Savings represents the source of funds in the model and
domestic Investment Expenditure represents the use of those funds. It is important
to keep in mind that these funds being transferred from lender to borrower represent
scarce resources. These resources are made available via the saver foregoing current consumption allowing
these resources to be used for the creation, accumulation, and replacement of capital -- capital that will
allow labor to be more productive in the future.
The model begins with the Income Identity:
Y = C + I + G + NX
Y - C - G - NX = I(r)
where the left-hand-side of the equation represent the source of funds and the
right-hand-side, the use of funds. Additionally, we note that Investment decisions
are (negatively) related to the real rate of interest 'r'.
By subtracting and adding-in taxes 'T' which represents the transfer of
resources from the private sector to the public sector we have:
[Y - T - C] + [T - G] + [-NX] = I(r)
Each term in brackets now represents a separate type of savings defined as follows:
Note that NX represents the Current Account Balance
within the balance of payments. Thus, its negative, [-NX] represents the
Capital Account Balance (see the Balance of Payments
- SPrivate = [Y - T - C] ... Private savings,
- SPublic = [T - G] ... Public Savings and,
- Sforeign = [-NX] .. Foreign Savings
Adding these three terms together we have:
SNational = Spvt + Spub + Sforeign
This is shown by the vertical line in the diagram below. The real rate of interest will adjust
in competitive financial markets to bring National Savings into an equality with Domestic
Investment as shown by ro.
Various shocks can affect the flow of funds and thus the rate of interest. For example, an increase
in investment expenditure perhaps due to an increase in the productivity of capital or due to growth in
the real economy will shift the Investment schedule to the right (click the After button).
Fiscal policy shocks can also affect the flow of funds and real interest rates. For example, suppose that
Government Expenditure G decreases. Holding taxes constant, this will lead to an increase in
Public Savings and National Savings. The savings
function will shift to the right creating an excess supply of funds thus causing
the real rate of interest to fall (click on the Government Exp. button).

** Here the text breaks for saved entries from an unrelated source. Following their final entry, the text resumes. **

Issue #716, opened 2020-09-22
${{ github.action_path }} makes no sense when action is run inside self-hosted custom container.


sebastian-freitag-pylot:
**Describe the bug**
${{ github.action_path }} points to a location in the host filesystem of the github runner host. Not to /__w/_actions/...

**To Reproduce**
1. Create a custom container.
2. Create a workflow that uses the custom docker container on a self-hosted runner.
3. Try to follow the guide for the new composite actions that requires to use ${{ github.action_path }}, for example to locate a shell script of a composite action.

**Expected behavior**
The shell script is found and executed, just like when doing this with a normal ubuntu-latest runner.

## Runner Version and Platform
v2.273.4 on Linux.

OS of the machine running the runner? OSX/Windows/Linux/...
Linux.

## What's not working?
``` 
(...)
##[error]Process completed with exit code 127.
Run pylot-tech/actions_checkout@v1
/__w/_temp/615e5631-1155-478e-93e8-8e5cc51fb88e.sh: line 1: /home/github-runner/actions-runner-new/_work/_actions/pylot-tech/actions_checkout/v1/clone.sh: No such file or directory
```

AltiusRupert:
Hi Sebastian,,
SImilar issue here.
Did you figure out a way of running your script ?

AltiusRupert:
See also #649

sebastian-freitag-pylot:
> Hi Sebastian,,
> SImilar issue here.
> Did you figure out a way of running your script ?

By **not** using ${{ github.action_path }} and instead hard-coding the location:
```
runs:
  using: "composite"
  steps:
    - run: /__w/_actions/pylot-tech/actions_checkout/v1/clone.sh
      shell: bash
```

Ugly, quick solution.

AltiusRupert:
Hi Sebastian,
Thanks for your answer.

I too found this same workaround in the meantime.

zotrix:
seems like env variable GITHUB_ACTION_PATH show to correct place.
so step could be called via GITHUB_ACTION_PATH instead of ${{ github.action_path }}
```
  - run: ${GITHUB_ACTION_PATH}/setup.sh
    shell: sh
```

travislikestocode:
Here's a workaround that will allow you to use existing composite actions without modifying them. This should work on self-hosted runners using a BASH shell. Note that this includes a workaround for #691 as well with the step ID `get-user`. The one for this bug is the `workdir` step. I'm including it in case someone finds this bug first.

```
[...]

PR #2517, opened 2023-04-04
Extend github context with host-workspace

nikola-jokic:
We encountered an issue where step host was not used when evaluating user inputs.
The PR #1762 fixed this problem, but it introduced another problem for hash files.

hashFiles operates on the host, regardless of whether you are running inside the container or not.

Since inputs are translated based on the step host, we lose the ability to know how to translate back from the container path to the host path.

This change aims to add another context variable to the runner context named `host-workspace` that will be set to the runner host workspace regardless of whether the action is executed inside the container or not.
Example of the composite action:
```yaml
name: "test"
runs:
  using: "composite"
  steps:
  - run: |
      echo "${{github.action_path}}"
      echo "${{github.workspace}}" 
      echo "${{github.event_path}}"
    shell: bash
    name: "Just echo"
  - run: echo ${{ hashFiles('**/*.lock')}}
    shell: bash
    name: "test"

Changes to the tax rate is a bit more complicated. Changes in taxes affect both consumption expenditure
and thus Private Savings as well as Public Savings directly. However, working through the
Marginal Propensity to Consume, an increase in the tax rate reduces Consumption
Expenditure / Private Savings by less than the increase in Public Savings (press the Tax Rate button).
A Numerical Example
Suppose that we have the following equations:
C = 0.80(Y - T) ... consumption expenditure, MPC = 0.80
Solving (given Y = 10,000), we find that:
T = 0.20(Y) ... Tax Revenue, tax rate = 20%
G = 2,000 ... Government Exp. (billions)
NX = -500 ... Current Acct. Balance (deficit)
I = 2,600 - 100(r) ... Investment Exp.
Y = 10,000 ... Real GDP (Output in billions) held constant.
T = 2,000
C = 0.80(10,000 - 2,000) = 6,400
Spvt = Y - T - C = 1,600,
Spub = T - G = 0 and,
Sforeign = [-NX] = 500
SNational = 1,600 + 0 + 500 = 2,100
setting SNational = I(r) we have:
2,100 = 2,600 - 100(r) and
* * *
r0 = 5% and Investment expenditure = 2,100.

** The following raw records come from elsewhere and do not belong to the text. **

PR #2523, opened 2023-04-06
Feat: Enable Amazon Linux (Fedora)

AllanOricil:
@nikola-jokic 

While configuring a self-hosted runner using an Amazon Linux image, I had problems installing Dotnet Core 6.0 dependencies. The`./bin/installdependencies.sh` does not work https://github.com/amazonlinux/amazon-linux-2023 because there is no `/etc/redhat-release` file. 

image

To fix this issue, I added a new branch in this script that run when `/etc/amazon-linux-release` is present in the distro. 

This is the content of `/etc/` in Amazon's Fedora distro.
image

These are the contents of `/etc/amazon-linux-release` and `/etc/amazon-linux/release-cpe`
image

This is the content of `/etc/os-release`
image

`dnf` is available in this distro
image

In this distro, there are no `/etc/fedora-release` and `/etc/redhat-release` files
image

OPTIONAL CHANGE IN THE DOCS:
You would also need to update this step in the doc, if people decide to use this amazon image.
image

Where it says `shasum -a 256 -C` has to be `sha256sum -C` because this image does not have `shasum` binary installed.


AllanOricil:
well. Maybe this could be useful one day so I will leave this open

DARKo6o6o6:
Fix it you have my permission

iambibhas:
Could use this. Trying to run the runner on Amazon linux and it fails. Have to install everything explicitly.

AllanOricil:
Could someone review this little change, please?

PR #2529, opened 2023-04-12
Resolve Actions Directly From Launch for Run Service Jobs

jherns:
- Create `LaunchHttpClient`
- Create `LaunchServer`
- Initialize `LaunchServer` within `JobServerQueue`
- Initialize `JobServerQueue` when running Run Service Jobs
- Store the job request type in the Global Context so that it can be used in `ActionManager`
- When running a Run Service Job, use the Launch Client to resolve actions instead of Action Service


src/Sdk/Sdk.csproj
```diff
@@ -8,7 +8,7 @@
         <NoWarn>NU1701;NU1603</NoWarn>
         <Version>$(Version)</Version>
         <DefineConstants>TRACE</DefineConstants>
-        <LangVersion>7.3</LangVersion>
+        <LangVersion>8.0</LangVersion>
```
TingluoHuang, line 11: do you have to bump this?

src/Sdk/WebApi/WebApi/LaunchContracts.cs
```diff
@@ -0,0 +1,70 @@
...
+namespace GitHub.Services.Launch.Contracts
+{
+    [DataContract]
+    public class ActionReferenceRequest
+    {
+        [DataMember(EmitDefaultValue = false, Name = "action")]
+        public string Action { get; set; }
+
+        [DataMember(EmitDefaultValue = false, Name = "version")]
+        public string Version { get; set; }
```
TingluoHuang, line 14: this is currently called `Ref` instead of `Version`, what's the reason for the rename?

src/Sdk/WebApi/WebApi/LaunchContracts.cs
```diff
@@ -0,0 +1,70 @@
...
+
+        [DataMember(EmitDefaultValue = false, Name = "path")]
+        public string Path { get; set; }
```
TingluoHuang, line 17: Does the server care about the `Path` of the action?

src/Sdk/WebApi/WebApi/LaunchContracts.cs
```diff
@@ -0,0 +1,70 @@
...
+        public string ResolvedName { get; set; }
+
+        [DataMember(EmitDefaultValue = false, Name = "resolved_sha")]
+        public string ResolvedSha { get; set; }
+
+        [DataMember(EmitDefaultValue = false, Name = "tar_url")]
+        public string TarUrl { get; set; }
+
+        [DataMember(EmitDefaultValue = false, Name = "version")]
+        public string Version { get; set; }
```
TingluoHuang, line 46: same question about `version`  vs `ref`

src/Sdk/WebApi/WebApi/LaunchContracts.cs
```diff
@@ -0,0 +1,70 @@
...
+
+        [DataMember(EmitDefaultValue = false, Name = "zip_url")]
+        public string ZipUrl { get; set; }
+    }
+
+    [DataContract]
+    public class ActionDownloadAuthenticationResponse
+    {
+        [DataMember(EmitDefaultValue = false, Name = "expires_at")]
+        public DateTime ExpiresAt { get; set; }
```
TingluoHuang, line 56: do we really care about the token's expiresAt?

src/Sdk/WebApi/WebApi/LaunchContracts.cs
```diff
@@ -0,0 +1,70 @@
...
+
+        [DataMember(EmitDefaultValue = false, Name = "version")]
+        public string Version { get; set; }
+
+        [DataMember(EmitDefaultValue = false, Name = "path")]
+        public string Path { get; set; }
+    }
+
+    [DataContract]
+    public class ActionReferenceRequestList
```
TingluoHuang, line 21: why do we need an object to wrap around a list?
Can we just send the List as json to service?

src/Sdk/WebApi/WebApi/LaunchContracts.cs
```diff
@@ -0,0 +1,70 @@
...
+    {
+        [DataMember(EmitDefaultValue = false, Name = "expires_at")]
+        public DateTime ExpiresAt { get; set; }
+
+        [DataMember(EmitDefaultValue = false, Name = "token")]
+        public string Token { get; set; }
+    }
+
+    [DataContract]
+    public class ActionDownloadInfoResponseCollection
```
TingluoHuang, line 63: same question, why do we need this wrapper around a dictionary?

src/Sdk/WebApi/WebApi/LaunchHttpClient.cs
```diff
@@ -0,0 +1,118 @@
...
+using GitHub.DistributedTask.WebApi;
+using GitHub.Services.Launch.Contracts;
+
+using Sdk.WebApi.WebApi;
+
+namespace GitHub.Services.Launch.Client
+{
+    public class LaunchHttpClient : RawHttpClientBase
+    {
+
```
TingluoHuang, line 20:
```suggestion
```

src/Sdk/WebApi/WebApi/LaunchHttpClient.cs
```diff
@@ -0,0 +1,118 @@
...
+            bool disposeHandler)
+            : base(baseUrl, pipeline, disposeHandler)
+        {
+            m_token = token;
+            m_launchServiceUrl = baseUrl;
+            m_formatter = new JsonMediaTypeFormatter();
+        }
+
+        // Resolve Actions
+        private async Task<T> GetLaunchSignedURLResponse<R, T>(Uri uri, R request, CancellationToken cancellationToken)
```
TingluoHuang, line 34: move the private method down to the file.

src/Runner.Worker/ExecutionContext.cs
```diff
@@ -741,6 +741,9 @@ public void InitializeJob(Pipelines.AgentJobRequestMessage message, Cancellation
             // File table
             Global.FileTable = new List<String>(message.FileTable ?? new string[0]);
 
+            // What type of job request is running (i.e. Run Service vs. pipelines)
+            Global.Variables.Set("job_request_type", message.MessageType);
```
TingluoHuang, line 745: put `job_request_type` into the constants file.
also, name it `system.jobRequestType`.

src/Runner.Common/JobServerQueue.cs
```diff
@@ -66,6 +66,7 @@ public sealed class JobServerQueue : RunnerService, IJobServerQueue
         // common
         private IJobServer _jobServer;
         private IResultsServer _resultsServer;
+        private ILaunchServer _launchServer;
```
TingluoHuang, line 69: `_launchServer` should not be initialized as part of `jobserverqueue`, I would put it in `jobrunner.cs` and similar to where we initialize the `JobServer`

src/Runner.Common/JobServerQueue.cs
```diff
@@ -109,25 +111,34 @@ public void Start(Pipelines.AgentJobRequestMessage jobRequest, bool resultServic
...
                 }
 
-                _resultsServer.InitializeResultsClient(new Uri(resultsReceiverEndpoint), liveConsoleFeedUrl, accessToken);
-                _resultsClientInitiated = true;
+                jobRequest.Variables.TryGetValue("system.github.launch_endpoint", out VariableValue launchEndpointVariable);
+                var launchReceiverEndpoint = launchEndpointVariable?.Value;
+                if (!string.IsNullOrEmpty(launchReceiverEndpoint))
+                {
+                    Trace.Info("Initializing launch client");
+                    _launchServer.InitializeLaunchClient(new Uri(launchReceiverEndpoint), accessToken);
```
TingluoHuang, line 140: we are using a JWT token from Token service to auth with Laucn?

src/Sdk/WebApi/WebApi/LaunchContracts.cs
jherns: This is copied pretty much directly from https://github.com/github/actions-dotnet/blob/179ed33568dd1ad80c457fb1c328c964e372accf/Launch/Sdk/Server/Models/GitHub.cs#L90-L152. Since the runner is now the one receiving the payload from launch, it needs to parse the JSON payload the same way. I don't believe this is a rename

src/Runner.Common/JobServerQueue.cs
jherns: Yes, that's correct

src/Sdk/Sdk.csproj
jherns: Without bumping, we can't use Nullable Reference Types, which would mean that we can't just copy the deserialization for the actions resolution response from actions-dotnet

src/Runner.Common/JobServerQueue.cs
jherns: Isn't this following the exact same pattern as both the `JobServer` and the `ResultsServer`?

TingluoHuang: not really, I think.
`await runServer.ConnectAsync(systemConnection.Url, jobServerCredential);` in `JobRunner.cs`

JobServerQueue.cs is for stuff that is supposed to run background for reporting status/log/etc, any IXXXServer that is used by the job should be initially in the JobRunner.cs

src/Runner.Worker/JobRunner.cs
```diff
@@ -58,6 +58,21 @@ public async Task<TaskResult> RunAsync(AgentJobRequestMessage message, Cancellat
...
+                    systemConnection.Authorization.Parameters.TryGetValue("AccessToken", out var accessToken) &&
+                    !string.IsNullOrEmpty(accessToken) &&
+                    !string.IsNullOrEmpty(launchReceiverEndpoint))
+                {
+                    var launchServer = HostContext.GetService<ILaunchServer>();
+                    if (!string.IsNullOrEmpty(launchReceiverEndpoint))
+                    {
+                        Trace.Info("Initializing launch client");
+                        launchServer.InitializeLaunchClient(new Uri(launchReceiverEndpoint), accessToken);
+                    }
```
TingluoHuang, line 74:
```suggestion
                    Trace.Info("Initializing launch client");
                    var launchServer = HostContext.GetService<ILaunchServer>();
                    launchServer.InitializeLaunchClient(new Uri(launchReceiverEndpoint), accessToken);
```

src/Sdk/WebApi/WebApi/LaunchHttpClient.cs
```diff
@@ -0,0 +1,117 @@
...
+            : base(baseUrl, pipeline, disposeHandler)
+        {
+            m_token = token;
+            m_launchServiceUrl = baseUrl;
+            m_formatter = new JsonMediaTypeFormatter();
+        }
+
+        public async Task<ActionDownloadInfoCollection> GetResolveActionsDownloadInfoAsync(Guid planId, Guid jobId, ActionReferenceList actionReferenceList, CancellationToken cancellationToken)
+        {
+
```
TingluoHuang, line 34:
```suggestion
```

src/Sdk/WebApi/WebApi/LaunchHttpClient.cs
```diff
@@ -0,0 +1,117 @@
...
+            var GetResolveActionsDownloadInfoURLEndpoint = new Uri(m_launchServiceUrl, $"/actions/build/{planId.ToString()}/jobs/{jobId.ToString()}/runnerresolve/actions");
+
```
TingluoHuang, line 36:
```suggestion
```

TingluoHuang (approved):

PR #2531, opened 2023-04-13
Also send in conclusion for steps

yacaovsnc:
We also need to send the step result back to Results server.


lokesh755 (approved):

f56id:
No hack no scam oor spam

Now, if the tax rate were to be reduced to 10% (t' = 0.10):
T' = 1,000
C' = 0.80(10,000 - 1,000) = 7,200 and
ΔC = +800
S'pvt = Y - T - C = 1,800 and
ΔSpvt = +200
S'pub = T - G = -1,000 and
ΔSpub = -1,000
Sforeign = [-NX] = 500 as before.
S'National = 1,800 - 1,000 + 500 = 1,300 and
setting S'National = I(r) we have:
ΔSNational = -800
1,300 = 2,600 - 100(r) or
Reducing the tax rate from 20% to 10% has led to an increase in the
real interest rate from 5% to 13%. With this interest rate increase, private Investment
Expenditure will be reduced (from 2,100 to 1,300).
r1 = 13% and Investment expenditure = 1,300.
Concepts for Review:
- Flow of Funds
- Investment Expenditure
- Marginal Propensity to Consume
- National Savings
- Private Savings
- Public Savings
- Real Interest Rate